# tan solo



## marsujai

Necesito saber si la expresión "tan solo" va con tilde o sin tilde. 
Muchas gracias.


----------



## Mate

marsujai said:


> Necesito saber si la expresión "tan solo" va con tilde o sin tilde.
> Muchas gracias.


Las dos palabras se escriben sin tilde en todos los casos. 

Saludos - Mate


----------



## Betildus

Mateamargo said:


> Las dos palabras se escriben sin tilde en todos los casos.
> 
> Saludos - Mate


 
 
Hola:
Me parece que no estás en la razón Mateamargo.
Marsujai, revisa este hilo

Saludos.


----------



## Cosaco

mi mamá me enseñó lo siguiente:

solo cuando es de soledad va solito sin acento.
sólo cuando es de solamente lleva acento.

Saludos.


----------



## Cosaco

Perdón, olvidé completarlo.

O sea: 
Tan  solo = está muy solo
Tan  sólo = ojala, si solamente


----------



## Betildus

Cosaco said:


> mi mamá me enseñó lo siguiente:
> 
> solo cuando es de soledad va solito sin acento.
> sólo cuando es de solamente lleva acento.
> 
> Saludos.


 
Tu mamá tiene toda la razón. No expliqué más del tema porque hay muchos hilos al respecto, como el que mencioné más arriba.

Saludos.


----------



## marsujai

Muchas gracias por todas las respuestas. Pensaba que tenía que ser con acento y me lo confirmaron. ¡Hasta pronto!


----------



## heidita

marsujai said:


> Muchas gracias por todas las respuestas. Pensaba que tenía que ser con acento y me lo confirmaron. ¡Hasta pronto!


 
Lo siento , marsu, no es cierto. Hay muchos hilo sal respecto. Lo que dicen en síntesis es que solo ya solo lleva acento en caso de duda.

Él solo fue al cine.

Esto puede ser: 

Él solamente fue al cine.

Él fue al cine sin compañía.

Solo en este caso habría que acentuar, para evitar la confusión.

En tu caso, depende. 

*Tan solo quería decir que....*

No lleva acento.


----------



## mjmuak

Como han dicho ya, solo=solamente no tiene por qué ir con acento (nuevas reglas de la RAE, antes sí que había que ponerlo), a menos que no esté muy claro si es igual a "solamente" o a "sin acompanía", que es precisamente el caso de "tan solo". Si con el resto de la frase se entiende bien el significado, no lo pongas, si queda la duda, mejor sí.

Saludos


----------



## hosec

Bueno... a mí me parece que las cosas estaban más claras cuando _sólo_ (= solamente) llevaba tilde y _solo_ (= sin compañía) no. No había que andar pensando si era o no ambigua la expresión: se ponía tilde si era sinónimo de _solamente_ y se acabaron las dudas.
Por cierto, yo a _sólo_ le sigo poniendo la tilde.


----------



## pejeman

mjmuak said:


> Como han dicho ya, solo=solamente no tiene por qué ir con acento (nuevas reglas de la RAE, antes sí que había que ponerlo), a menos que no esté muy claro si es igual a "solamente" o a "sin acompanía", que es precisamente el caso de "tan solo". Si con el resto de la frase se entiende bien el significado, no lo pongas, si queda la duda, mejor sí.
> 
> Saludos


 
La pregunta sería ¿claro para quién? Sí para mí que lo escribo, resulta dudoso, pues le pongo acento y puede suceder que para alguien que lo lee resulte innecesario, porque es un hacha del idioma.
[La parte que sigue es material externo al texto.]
PR #430, opened 2022-12-17
Update example dependency versions

TheLartians:
This PR updates versions of dependencies used in examples for better compatibility with new hardware and CMake versions.

## Motivation

It seems that the GitHub runner image `ubuntu-latest` was updated to use recent versions C++ build tools, resulting in some errors from various dependencies. These seem to already be addressed in more recent versions so we can simply update the dependencies to be compatible with the newest GitHub runners.

Might fix issues currently blocking  #427 from continuing.


TheLartians:
@iboB, as this is blocking other contributions, I'll go ahead and merge without review.

PR #434, opened 2023-01-09
Add JNGL to "Built with CPM.cmake"

jhasse:
I'm using CPM to get ogg, vorbis, freetype, OpenAL Soft and webp :) Improved configure times compared to FetchContent due to the source cache significantly and I can reconfigure offline.


TheLartians (approved):
Awesome, thanks for sharing. Looks very cool!

Issue #377, opened 2022-07-23
heads up: CMake 3.25 `SYSTEM` option for FetchContent


david-fong:
[Here's the motivating issue in CMake's issue tracker](https://gitlab.kitware.com/cmake/cmake/-/issues/22401). `FetchContent` uses `ExternalProject_Add`, which uses `add_subdirectory`, which is unlike importing via `find_package` in that the targets that get added will not be `IMPORTED`, and will therefore have their `target_include_directories` not marked as `SYSTEM`, which means compilers will check those third party headers to warn for things that the user only wanted warnings for for their own project's code (not for third party header code).

[Here's the ticket tracking the solution that was proposed and is now being implemented](https://gitlab.kitware.com/cmake/cmake/-/issues/18040#note_1197146). In summary,

> 1. Add a SYSTEM property for targets
> 2. ...
> 3. As a helper based on the `SYSTEM` property, implement `add_subdirectory(.. SYSTEM)` and `FetchContent_Declare(.. SYSTEM BOOL)`

At the time of this writing, these changes are not merged in yet, and I'm not sure, but I don't think CMake 3.25 will be released until November, so it's still quite early to be mentioning this. I thought it would be nice to just put it on the radar so it doesn't go undetected.

I'm guessing there will be some policy variable that can be checked to see if the CPM user's CMake version supports these new arguments, and if so, to add a similar parameter/option to `CPMAddPackage`.

TheLartians:
Thanks for the heads up! It looks like CMake's support for external libraries is slowly improving! 

Perhaps it would be a good idea to add a document with CMake policies that impact CPM's behaviour and discuss how to handle them. Another `FetchContent` related policy change is handled in #372 .

david-fong:
quoting from a related CMake ticket ([here](https://gitlab.kitware.com/cmake/cmake/-/issues/18040#note_1220379)):

> If something relies on a feature that was introduced in a particular CMake version, then a conditional of the form `if(CMAKE_VERSION VERSION_GREATER_EQUAL "3.xx")` would be the simplest way to check for the availability of that feature. That will only be reliable once a feature makes its way into an official release though.

jmigual:
CMake 3.25 just released the `SYSTEM` property: https://cmake.org/cmake/help/v3.25/release/3.25.html#properties

Bktero:
Hello there
Any status on this feature?
It would be highly appreciated :)

ClausKlein:
[...]

PR #441, opened 2023-02-11
Use SYSTEM option for FetchContent and add_subdirectory

ClausKlein:
first try to fix https://github.com/cpm-cmake/CPM.cmake/issues/377


ClausKlein:
@iboB @TheLartians May it possible to  review this?

I have tested it with my project: https://github.com/ClausKlein/ModernCmakeStarter/blob/develop/cmake/CPM.cmake

TheLartians:
Hey @ClausKlein thanks for making this PR and sorry for not noticing this earlier (I'm going through my notifications chronologically). In the meanwhile I've already setup a very similar PR at https://github.com/cpm-cmake/CPM.cmake/pull/449 as a response to #377, which would supersede this when merged.

TheLartians (approved):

Y al revés, yo podría considerarlo tan obvio y omitir el acento y tal vez el lector se haga cruces.

Ocurrencias de los ñores académicos.


----------



## totor

pejeman said:


> La pregunta sería ¿claro para quién? Sí para mí que lo escribo, resulta dudoso, pues le pongo acento y puede suceder que para alguien que lo lee resulte innecesario, porque es un hacha del idioma.
> 
> Y al revés, yo podría considerarlo tan obvio y omitir el acento y tal vez el lector se haga cruces.
> 
> Ocurrencias de los ñores académicos.



Con lo cual, amigos, lo mejor es ponerlo siempre que remplace a solamente y sacarlo siempre que remplace a sin compañía, y dejar de preguntarse si está claro u oscuro  .


----------



## ToñoTorreón

Me siento tan solo, nadie está conmigo en mi cumpleaños.
Tan sólo quería que vienieran mis amigos.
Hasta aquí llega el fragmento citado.